▶ What is needed: Below are the records; count the lines that include the string "self" and give only that number.

▶ Supplied records:

—————

Issue #506, opened 2018-06-20
KeyError in thread suspended handler in attach scenario.


karthiknadig:
This line raises an error if the thread is seen only at suspend.
https://github.com/Microsoft/ptvsd/blob/master/ptvsd/wrapper.py#L2184

Previously we were not reporting the thread  state leaving the thread suspended. In a later change we removed it since thread created or found were reported via created handler or threads request handler. For attach scenario, it is possible that we see the thread for the first time in the suspended handler. So, only for the attach case we should allow the thread to be added to the thread map (may be send a created event as well?) and report thread suspension.

ericsnowcurrently:
FWIW, there is code precedent in `on_thread()` for adding a previously unseen thread.

PR #507, opened 2018-06-20
 Fix for KeyError in suspended event handle during attach

karthiknadig:
#506

### DIFF
--- a/ptvsd/wrapper.py
+++ b/ptvsd/wrapper.py
@@ -2144,17 +2144,12 @@ class VSCodeMessageProcessor(VSCLifecycleMsgProcessor):
                 self.pydevd_notify(pydevd_comm.CMD_THREAD_RUN, pyd_tid)
                 return
 
-        try:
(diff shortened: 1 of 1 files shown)


ptvsd/wrapper.py
```diff
@@ -2144,7 +2144,17 @@ def on_pydevd_thread_suspend(self, seq, args):
                 self.pydevd_notify(pydevd_comm.CMD_THREAD_RUN, pyd_tid)
                 return
 
-        vsc_tid = self.thread_map.to_vscode(pyd_tid, autogen=False)
+        try:
+            vsc_tid = self.thread_map.to_vscode(pyd_tid, autogen=False)
```
DonJayamanne: Remove try..except
```python
autogen = self.start_reason == 'attach'
vsc_tid = self.thread_map.to_vscode(pyd_tid, autogen=autogen)
```

karthiknadig: Will update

—————

▶ Answer box: 7